Data to process:
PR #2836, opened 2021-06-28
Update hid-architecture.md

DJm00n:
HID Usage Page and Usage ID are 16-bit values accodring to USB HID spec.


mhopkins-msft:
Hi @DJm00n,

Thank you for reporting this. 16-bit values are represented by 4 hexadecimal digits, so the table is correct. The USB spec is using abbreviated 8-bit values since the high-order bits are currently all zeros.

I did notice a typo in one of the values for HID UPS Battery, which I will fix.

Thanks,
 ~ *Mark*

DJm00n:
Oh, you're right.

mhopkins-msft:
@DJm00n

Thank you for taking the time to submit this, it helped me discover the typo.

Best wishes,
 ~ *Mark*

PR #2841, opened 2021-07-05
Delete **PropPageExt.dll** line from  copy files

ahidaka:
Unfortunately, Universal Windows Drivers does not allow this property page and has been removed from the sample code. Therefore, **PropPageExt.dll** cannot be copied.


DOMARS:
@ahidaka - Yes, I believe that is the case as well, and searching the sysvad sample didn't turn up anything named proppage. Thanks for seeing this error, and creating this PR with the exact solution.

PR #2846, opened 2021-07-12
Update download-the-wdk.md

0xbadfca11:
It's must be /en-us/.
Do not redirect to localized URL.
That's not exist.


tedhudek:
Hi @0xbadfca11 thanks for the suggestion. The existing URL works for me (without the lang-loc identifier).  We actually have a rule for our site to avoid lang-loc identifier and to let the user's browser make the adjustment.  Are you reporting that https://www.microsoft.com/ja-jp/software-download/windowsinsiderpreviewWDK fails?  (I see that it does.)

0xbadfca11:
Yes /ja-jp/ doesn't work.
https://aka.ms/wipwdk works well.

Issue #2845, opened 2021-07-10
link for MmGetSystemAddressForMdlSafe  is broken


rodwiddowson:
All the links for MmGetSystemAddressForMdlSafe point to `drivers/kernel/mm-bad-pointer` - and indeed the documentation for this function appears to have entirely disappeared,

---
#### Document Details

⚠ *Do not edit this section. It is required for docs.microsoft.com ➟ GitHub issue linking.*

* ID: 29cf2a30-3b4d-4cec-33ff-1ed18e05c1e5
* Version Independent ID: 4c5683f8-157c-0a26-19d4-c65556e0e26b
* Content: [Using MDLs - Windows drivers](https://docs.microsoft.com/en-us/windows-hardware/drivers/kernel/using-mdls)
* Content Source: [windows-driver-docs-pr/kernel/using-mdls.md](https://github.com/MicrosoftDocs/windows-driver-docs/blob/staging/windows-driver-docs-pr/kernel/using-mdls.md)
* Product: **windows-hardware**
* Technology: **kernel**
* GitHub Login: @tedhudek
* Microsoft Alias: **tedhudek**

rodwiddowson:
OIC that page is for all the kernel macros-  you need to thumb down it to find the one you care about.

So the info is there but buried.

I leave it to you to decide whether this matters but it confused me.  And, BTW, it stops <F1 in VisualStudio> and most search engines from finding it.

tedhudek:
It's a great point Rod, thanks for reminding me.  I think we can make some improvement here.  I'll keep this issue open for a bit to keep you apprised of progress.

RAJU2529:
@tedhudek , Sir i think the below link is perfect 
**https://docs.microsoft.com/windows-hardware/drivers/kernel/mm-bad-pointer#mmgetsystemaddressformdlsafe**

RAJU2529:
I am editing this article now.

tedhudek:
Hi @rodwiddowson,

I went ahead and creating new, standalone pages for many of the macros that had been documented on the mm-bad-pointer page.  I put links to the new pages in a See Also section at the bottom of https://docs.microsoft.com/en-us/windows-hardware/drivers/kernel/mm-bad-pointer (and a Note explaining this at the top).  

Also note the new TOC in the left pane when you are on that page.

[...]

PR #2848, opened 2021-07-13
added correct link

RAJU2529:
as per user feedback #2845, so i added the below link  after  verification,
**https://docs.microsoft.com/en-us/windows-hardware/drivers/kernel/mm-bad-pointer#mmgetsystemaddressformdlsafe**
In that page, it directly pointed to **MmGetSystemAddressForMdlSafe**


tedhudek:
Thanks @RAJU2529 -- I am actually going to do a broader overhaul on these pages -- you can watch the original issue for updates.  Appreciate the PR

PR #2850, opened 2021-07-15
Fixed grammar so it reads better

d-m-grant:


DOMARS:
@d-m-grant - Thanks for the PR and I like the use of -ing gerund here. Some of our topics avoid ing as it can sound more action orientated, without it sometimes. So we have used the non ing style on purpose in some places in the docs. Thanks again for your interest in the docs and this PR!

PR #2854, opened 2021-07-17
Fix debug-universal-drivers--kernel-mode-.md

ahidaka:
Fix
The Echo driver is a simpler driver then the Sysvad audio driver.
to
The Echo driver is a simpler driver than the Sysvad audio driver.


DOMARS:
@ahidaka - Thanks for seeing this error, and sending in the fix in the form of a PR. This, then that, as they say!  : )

What to do: Find and show each line of the listing with the word "reporting".

Final answer:
Thank you for reporting this. 16-bit values are represented by 4 hexadecimal digits, so the table is correct. The USB spec is using abbreviated 8-bit values since the high-order bits are currently all zeros.
Hi @0xbadfca11 thanks for the suggestion. The existing URL works for me (without the lang-loc identifier).  We actually have a rule for our site to avoid lang-loc identifier and to let the user's browser make the adjustment.  Are you reporting that https://www.microsoft.com/ja-jp/software-download/windowsinsiderpreviewWDK fails?  (I see that it does.)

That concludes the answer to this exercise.